I am a Moody grad, and he is a little bit out of touch. Back when he studied there, I think Moody tended to be a little bit more fundamentalistic when it came to textual criticism. Now the school is much more eclectic. We used Metzger's "The Text of the New Testament" as our TC curriculum. He should like that one, sicne he edited the newest edition. From what I have heard of Ehrman, he doesn't even understand the positions of Moody and Wheaton when it comes to textual criticism and the transmission of the canon. 

So I am offended at your "ouch!" comment.
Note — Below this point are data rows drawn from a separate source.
PR #191, opened 2018-04-12
Add Repr support for NDISC packets

dlrobertson:
Add Representation layer support for NDISC packets.

### DIFF
--- a/README.md
+++ b/README.md
@@ -336,15 +336,15 @@ that do. Because of this, only one such example is provided.
 ### examples/loopback.rs
 
 _examples/loopback.rs_ sets up _smoltcp_ to talk with itself via a loopback interface.
-Although it does not require `std`, this example still requires the `alloc` feature to run.
+Although it does not require `std`, this example still requires the `alloc` feature to run, as well as `log`, `proto-ipv4` and `socket-tcp`.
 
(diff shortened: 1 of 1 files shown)


dlrobertson:
After this we can start on address resolution on IPv6!

whitequark:
Thanks for the PR! Since `icmpv6.rs` contains only "base" ICMPv6 packets right now, with `ndisc.rs` containing NDISC packet code, do you think you can move out `Repr` (which of course cannot be easily split) into `icmpv6repr.rs`?

dlrobertson:
You mean have a separate module with all of `Icmpv6Repr` in it or a separate module with the NDISC variants.

whitequark:
The former--I don't think the latter is possible in Rust.

whitequark:
Actually, on second thought, that will cause issues with tests. Let me think a bit more about the best course of action here.

dlrobertson:
What about adding a `Ndisc(NdiscRepr)` variant to `Icmpv6Repr`?

whitequark:
Let's do that.

dlrobertson:
:+1:

dlrobertson:
Updated to use a `Ndisc(NdiscRepr<'a>)` variant.

whitequark:
Thanks! This is very nice.

PR #12, opened 2016-07-18
SPLICE-696 Fixing Small Memory Leak in Spark Stream Processing

jleach4:
There is a path where close() may not have been called which will leak Streams.


genedavis:
+1 Good find

ammolitor:
:sparkles: :sparkles: :sparkles: :sparkles: :sparkles: :sparkles: :sparkles: :sparkles: :sparkles: :sparkles: :sparkles: :sparkles:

-----Added 2/5/2009 at 12:22:18 EST-----



Elimelek said:


> The danger with Ehrman's views is that good scholarship is driven by a fundamentalist atheist agenda. He seems to have become a bit like Paul's evil twin brother. Everything is just the otherway around.



He actually considers himself an agnostic (see the Steven Colbert interview to find out what Colbert thinks of that!). His wife considers herself a Christian (Episcopalian).


----------



## LawrenceU (Feb 5, 2009)

Ehrman is the Richard Dawkins of theology. Repackage the old stuff in a slick manner and make a lot of money with it at the same time.


----------



## Semper Fidelis (Feb 5, 2009)

I wish Ehrman would make up his mind. On the one hand, he debates people like James White and insists we have no idea what the Scriptures actually said in their autographs and on the other, he thinks he knows what Jesus said. Maybe he's of the Gnostikoi because the theological conclusions he draws don't flow from his skeptical premises.

He should be writing books called: _I don't know why I'm writing another book about Jesus because none of us know what He said anyway..._


----------